Because of the high-frequency updatable storage engine designed to cooperate with TiDB data mirror synchronization, TiFlash can update data at a high speed. This makes its "fast" not only a "high-speed return query", but also means "data can be queried more quickly".

Compared to traditional analytical databases or Hadoop data lakes that need to be bulk loaded from the source database T + 1 (often in one day), TiFlash can read the latest (not just fresh) data, and you don't have to worry about data arriving out of order or consistency. Compared to maintaining additional data replication jobs, you can not only simplify the architecture, but also access the data in more real time.
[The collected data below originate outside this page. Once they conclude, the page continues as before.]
PR #478, opened 2024-02-20
Fix moist thermal example

nhartney:
This adds specified transport methods to the moist thermal example. Their omission was a mistake left over from when the spatial discretisation was prescribed with the equation. This specifies that the method is `DGupwind` for all transported fields.
This PR also adjusts the threshold for rain, `qprecip`, and the proportion converted when rain becomes cloud, `gamma_r`, so that these parameters are in line with the amount of cloud produced and rain will be generated.

### DIFF
--- a/examples/shallow_water/moist_thermal_williamson5.py
+++ b/examples/shallow_water/moist_thermal_williamson5.py
@@ -34,8 +34,8 @@ mu1 = 0.05
 mu2 = 0.98
 q0 = 135  # chosen to give an initial max vapour of approx 0.02
 beta2 = 10
-qprecip = 10e-4
-gamma_r = 10e-3
+qprecip = 1e-4
+gamma_r = 1e-3
 # topography parameters
 R0 = pi/9.
 R0sq = R0**2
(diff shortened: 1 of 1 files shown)


examples/shallow_water/moist_thermal_williamson5.py
```diff
@@ -34,8 +34,8 @@
 mu2 = 0.98
 q0 = 135  # chosen to give an initial max vapour of approx 0.02
 beta2 = 10
-qprecip = 10e-4
-gamma_r = 10e-3
+qprecip = 1e-4
```
jshipton, line 37: can you comment on why these have changed?

jshipton (changes requested):
please just comment on the change of thresholds...

jshipton (approved):

examples/shallow_water/moist_thermal_williamson5.py
nhartney: The original thresholds came from Zerroukat and Allen (2015) but in our model there is less cloud produced than in that paper. Using the threshold for rain from Zerroukat and Allen (2015) would mean that our model would never have sufficient cloud to generate rain, so we have reduced the threshold so that we do get cloud exceeding it and being converted to rain.

PR #479, opened 2024-02-27
Limiter to clip fields to zero

tommbendall:
This adds a simple limiter to clip fields to remove any negative values.

There is an option to perform the clipping on the field as is (which prevents DoF values from being negative), but also to transform to some equispaced element and clip there (which when used for DG1 may prevent the polynomial expansion from going negative).


jshipton (approved):
Fantastic - thanks @tommbendall !!

PR #480, opened 2024-02-29
Change default iterations of SIQN to be 2x2

tommbendall:
I'm not sure if we can run with 2x2 but it would be much better if we could!

So this changes the default to be 2x2 and we'll see which tests fail...


jshipton (approved):
Great - thanks @tommbendall !

PR #483, opened 2024-03-07
Fix to linearisation of contiunuity split, and solver parameters now passed through for IMEX Multistage

atb1995:
IMEX Multistage was using PetSc default solver settings (very inefficient) so now passed through default solver parameters. Longer term it might be wise to have two sets of solver parameters "linear solver parameters" for linear solves (mass matrix inversions etc.) and one for nonlinear solvers (for implicit time stepping).
A fix to a bug in the linearisation in common form continuity split has also been added


jshipton (approved):
great - thanks Alex!!

PR #486, opened 2024-03-07
Siqn improvements

jshipton:
This makes the SIQN timeloop closer to the LFRic timeloop in a couple of very minor ways:

1. The explicit forcing is now applied to `xn` rather than `x_after_slow_phys`. Since we haven't yet run anything slow physics this should not change anything.
2. Add the option to offcentre the transporting velocity but default to using a centred transporting velocity. This will only affect any runs that use an offcentring value of `alpha` that is not equal to a half.


tommbendall (approved):
Thanks Jemma!

PR #487, opened 2024-03-08
Fix sponge layer

tommbendall:
I think the sponge layer wasn't working in the mountain test case because a rogue dt factor. Removing this it looks like it's doing the right thing


jshipton (approved):
Good spot!

PR #489, opened 2024-03-14
A couple of small fixes

jshipton:
* add the missing word "term" to a warning comment in the logger
* fix to enable user to specify not to log the Courant number


tommbendall (approved):
The changes are clear so this can go on, thanks Jemma!

PR #616, opened 2025-02-13
Horizontal & vertical splitting of advective transport terms, and a DG_Upwind version

atb1995:


gusto/equations/common_forms.py
```diff
@@ -346,3 +346,69 @@ def tracer_conservative_form(test, q, rho, ubar):
     form = transporting_velocity(L, ubar)
 
     return transport(form, TransportEquationType.tracer_conservative)
+
+
+def split_hv_advective_form(equation, field_name):
+    u"""
+    Splits advective term into horizontal and vertical terms.
+    This describes splitting u.∇(q) terms into u.(∇_h)q and w dq/dz,
+    for transporting velocity u and transported q.
```
tommbendall, line 355: I think this all looks correct. It's very cumbersome having to go through the whole of this process -- do you think there are any shortcuts we can take, e.g. in adding the linearisations?

gusto/spatial_methods/transport_methods.py
```diff
@@ -111,8 +111,41 @@ def replace_form(self, equation):
                 map_if_true=lambda t: new_term)
 
         else:
-            raise RuntimeError('Found multiple transport terms for '
```
tommbendall, line 114: Again I'm a bit worried about just removing this! Can we have a special check for the horizontal/vertical case?

gusto/spatial_methods/transport_methods.py
```diff
@@ -111,8 +111,41 @@ def replace_form(self, equation):
...
+            horizontal_term = transporting_velocity.update_value(horizontal_term, new_horizontal_transporting_velocity)
+            vertical_term = transporting_velocity.update_value(vertical_term, new_vertical_transporting_velocity)
+
+            # Create new term
+            new_horizontal_term = Term(self.form_h.form, horizontal_term.labels)
+            new_vertical_term = Term(self.form_v.form, vertical_term.labels)
+
+            # Check if this is a conservative transport
+            if horizontal_term.has_label(mass_weighted) or vertical_term.has_label(mass_weighted):
+                raise RuntimeError('Mass weighted transport terms not yet supported for multiple terms')
```
tommbendall, line 139: Should this be a `NotImplementedError`? Do you think it would be worth raising an issue to capture this debt once implemented?

gusto/spatial_methods/transport_methods.py
```diff
@@ -277,9 +310,133 @@ def __init__(self, equation, variable, ibp=IntegrateByParts.ONCE,
         self.form = form
 
 
+class Split_DGUpwind(TransportMethod):
```
tommbendall, line 313:
```suggestion
class SplitDGUpwind(TransportMethod):
```

tommbendall (changes requested):
Looks good -- unfortunately I don't instantly spot what the issue might be on the sphere. Don't feel you have to respond to every comment

gusto/core/labels.py
```diff
@@ -92,6 +92,8 @@ def __call__(self, target, value=None):
 # ---------------------------------------------------------------------------- #
 implicit = Label("implicit")
 explicit = Label("explicit")
+horizontal = Label("horizontal")
```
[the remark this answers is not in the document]
atb1995: Done

gusto/spatial_methods/transport_methods.py
atb1995: Done!

gusto/spatial_methods/transport_methods.py
atb1995: Done and issue raised #627

gusto/spatial_methods/transport_methods.py
atb1995: Done!

gusto/spatial_methods/spatial_methods.py
```diff
@@ -44,7 +44,7 @@ def __init__(self, equation, variable, term_label):
             map_if_true=keep, map_if_false=drop)
 
         num_terms = len(self.original_form.terms)
-        assert num_terms == 1, f'Unable to find {term_label.label} term ' \
+        assert num_terms >= 1, f'Unable to find {term_label.label} term ' \
```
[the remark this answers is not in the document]
atb1995: I've changed this to loop through a list of term_labels, but I'm not sure if this is the best solution!

gusto/equations/common_forms.py
atb1995: I've tried to tidy it a bit by splitting out the advection forms, hopefully this helps!

gusto/spatial_methods/spatial_methods.py
```diff
@@ -15,19 +15,20 @@ class SpatialMethod(object):
     The base object for describing a spatial discretisation of some term.
     """
 
-    def __init__(self, equation, variable, term_label):
+    def __init__(self, equation, variable, term_labels):
```
tommbendall, line 18: We discussed this offline but putting it here for posterity: could we avoid some of the complicated logic below by using `*term_labels` here, or similar?

Can we still enforce that the original labelled form still only has one valid term to be replaced?

integration-tests/transport/test_split_dg_transport.py
```diff
@@ -0,0 +1,67 @@
...
+from gusto import *
+import pytest
+
+
+def run(timestepper, tmax, f_end):
+    timestepper.run(0, tmax)
+    return norm(timestepper.fields("f") - f_end) / norm(f_end)
+
+
+@pytest.mark.parametrize("geometry", ["slice", "sphere"])
```
tommbendall, line 17: Actually this sphere is only 2D so not really testing the splitting, so shall we remove this?

tommbendall (changes requested):
Two remaining things!

integration-tests/transport/test_split_dg_transport.py
atb1995: All done!

tommbendall (approved):
Thanks Alex!

PR #617, opened 2025-02-17
Fix package discovery

connorjward:
Sorry I got it wrong last time! This works locally for me and will be tested in https://github.com/firedrakeproject/firedrake/pull/4011.


tommbendall (approved):
This obviously looks fine to me, always fun to have single character changes!

The CI failed (obviously not related to this change) but possibly from something parallel-unsafe that has already been fixed in Firedrake? So I'll just see if the CI passes next time...

PR #618, opened 2025-02-19
Test using pip install Firedrake

connorjward:
In https://github.com/firedrakeproject/firedrake/pull/4011 there are a number of breaking changes to our Docker containers that affect downstream users. In particular:
* The container no longer contains a virtual environment
* The container ships OpenMPI instead of MPICH, so parallel tests need to be run in separate steps.

What I have done here is very similar to what [we already have in Firedrake](https://github.com/firedrakeproject/firedrake/blob/master/.github/workflows/build.yml).

This is a draft until the pip stuff is merged, but I want to have an example to show other users what they will need to do for their CI.


.github/workflows/build.yml
```diff
@@ -25,60 +25,131 @@ jobs:
...
-          python -m pip install -e .
-          python -m pip install  \
-            pytest-timeout pytest-xdist
-      - name: Gusto tests
+          . venv-gusto/bin/activate
+          pip install ./gusto-repo
+          : # Extra test dependencies
+          sudo apt-get update
+          sudo apt-get install -y parallel
+          pip install pytest-split pytest-timeout pytest-xdist
```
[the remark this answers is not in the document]
connorjward: I suppose. My thinking was that these dependencies are not strictly needed for Firedrake to be able to run its tests. Maybe we could have a `firedrake[ci]` set of optional dependencies?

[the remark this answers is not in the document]
JHopeCollins: I think there's a distinction between:

1. Absolutely bare minimum requirements to run the tests in some way or other.
2. Requirements to run the test in a "normal/common/standard" way (whatever that means)
3. Requirements to run the tests in the "firedrake recommended" way (if different to 2.)

Yes these are not strictly needed for (1). But `timeout` and `xdist` are probably needed for (2), and they are all clearly needed for (3), the "firedrake-approved" way of running CI.

connorjward, line 76:
```suggestion
```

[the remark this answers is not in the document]
connorjward: These are all now part of the `firedrake-vanilla` container.

connorjward:
This is currently failing because the logs are not getting created/uploaded correctly. I don't understand what is happening there. @JDBetteridge do you know what needs fixing? What do these logs contain?

.github/workflows/build.yml
```diff
@@ -25,60 +25,116 @@ jobs:
...
+      - name: Run tests (nprocs = 4)
+        if: success() || steps.install-two.conclusion == 'success'
+        run: |
+          . venv-gusto/bin/activate
+          firedrake-run-split-tests 4 3 "$EXTRA_PYTEST_ARGS"
+        timeout-minutes: 10
+
       - name: Prepare logs
-        if: always()
+        if: success() || steps.install-two.conclusion == 'success'
```
JDBetteridge, line 121: I don't think this step should be changed from `always()`, if an above step fails it doesn't matter if this step fails (likewise below for the upload)

.github/workflows/build.yml
```diff
@@ -25,60 +25,116 @@ jobs:
...
+        id: prepare-logs
         run: |
           mkdir logs
           cd /tmp/pytest-of-firedrake/pytest-0/
```
JDBetteridge, line 125: It looks like the location of the files has changed, maybe due to not being in a venv now? Where does pytest dump logs when running the docker container locally?

JDBetteridge (dismissed):

.github/workflows/build.yml
connorjward: The logic here is saying to only try and upload the pytest logs if we successfully install Gusto. That seems like the right thing to do?

.github/workflows/build.yml
connorjward: But are they just the pytest logs? If so we have a better solution in Firedrake already. `firedrake-run-split-tests` outputs files called things like `pytest_nprocs1_job1.log` that we upload as artifacts [here](https://github.com/firedrakeproject/firedrake/blob/master/.github/workflows/build.yml#L182). Should we just do that here as well?

.github/workflows/build.yml
JDBetteridge: You are running tests before "install 2" though

connorjward: It's more complicated now that we call pytest lots of different times. I guess we could upload the logs for the initial tests but there are so few tests being run and the same information is available in stdout. The logs are mostly helpful for when stdout is too polluted to understand.

JDBetteridge: Gusto logs contain information that is not printed to stdout and is useful for debugging

connorjward: And were those previously found in `/tmp/pytest-of-firedrake/...`? I am confused about whether these log files we are uploading are the output from pytest or the output of something else.

.github/workflows/build.yml
JDBetteridge: I thought the gusto logs were also ending up there, but honestly can't remember off the top of my head. Something like if you call with xdist they end up there, maybe? I think it's best to check

connorjward: I've just looked at the logs from the latest run and the output looks quite confusing as each runner seems to be combining their logs without noting which test is being run. So yes you're right that the uploaded logs are not stdout but they're also very hard to understand.

This looks like it would be quite hard to recover this behaviour as we now call pytest about 20 times instead of just once so we have a lot more log files that can potentially conflict.

connorjward: I have a suggestion: if Gusto need to see the log information would it be acceptable to require them to set `GUSTO_PARALLEL_LOG=CONSOLE` in the `build.yml`? The output is then still available if needed.

I can leave a comment in `build.yml` to that effect.

tommbendall: That definitely sounds acceptable to me. Does that mean that logged calls will not be uploaded as artifacts, but will be appear in the terminal-style output for the github action?

connorjward: Yes I think so. I will trigger a run now so we can see what that looks like.

To make things clear. The workflow I have *will* upload log artifacts at the end of a run. Those artifacts are just the output of *pytest*, not Gusto.

connorjward: Actually I think I may have a better solution. Give me a few minutes.

.github/workflows/build.yml
connorjward: Resolving as this is the same discussion as another thread.

.github/workflows/build.yml
connorjward: Yep it works! Now there are 2 artifacts that get uploaded:
* pytest-logs: the pytest output from each job for each set of tests
* gusto-logs: the equivalent Gusto logging output

connorjward:
@tommbendall never mind. I need to fix the docs build too.

connorjward:
This is ready to go

jshipton (approved):
Thanks so much @connorjward !!

tommbendall (approved):
I'm definitely happy with this. Thanks very much for preparing this for us!

jshipton:
@JDBetteridge are you happy to approve the changes? I'm reluctant to override as I wasn't sure what the issue was!

JDBetteridge (approved):

PR #628, opened 2025-04-09
Diagnostics bugfix

Witt-D:
Just a quick bugfix of the Pressure diagnositc in which the lower boundary condition was being incorrectly applied in the (1, 0) order case.


tommbendall:
Closing as a duplicate of #629

PR #629, opened 2025-04-09
bugfixes for boundary conditions

Witt-D:
FIxing boundary condition triggers so that they are correctly applied to the (1, 0) case.


tommbendall (approved):
All good, thanks Dan!

PR #630, opened 2025-04-11
Fix failing boundary layer mixing test

tommbendall:
Some changes to UFL have caused the boundary layer mixing physics scheme to fail, because it was detecting different shapes of variables between two different outcomes of a `conditional` statement.

The hack to fix this is to ensure that they agree on the shape by adding a field multiplied by zero to the expression.


atb1995 (approved):
Looks good to me, leaving the comment to explain it is helpful! Approved

PR #631, opened 2025-04-11
Update Boussinesq KGO

tommbendall:
A change in an underlying package in the last couple of days (I can't see an obvious culprit) has caused one of our KGO tests to fail. The tolerance has only slightly been exceeded and things still look OK, so I think this is a case where the KGO just needs updating.


atb1995 (approved):
Slightly concerning that the KGOs have changed, but it is only slightly below a tight tolerance.

PR #633, opened 2025-04-23
Stop using docdeps container in docs workflow

connorjward:
The container is soon to be deprecated in Firedrake.


tommbendall (approved):
Thanks Connor, this makes sense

This is the end of the content of "is TiFlash fast?" Thank you for reading. If you want to know more about the industry, you can follow the website, the editor will output more high-quality practical articles for you!

Welcome to subscribe "Shulou Technology Information " to get latest news, interesting things and hot topics in the IT industry, and controls the hottest and latest Internet news, technology news and IT industry trends.

*The comments in the above article only represent the author's personal views and do not represent the views and positions of this website. If you have more insights, please feel free to contribute and share.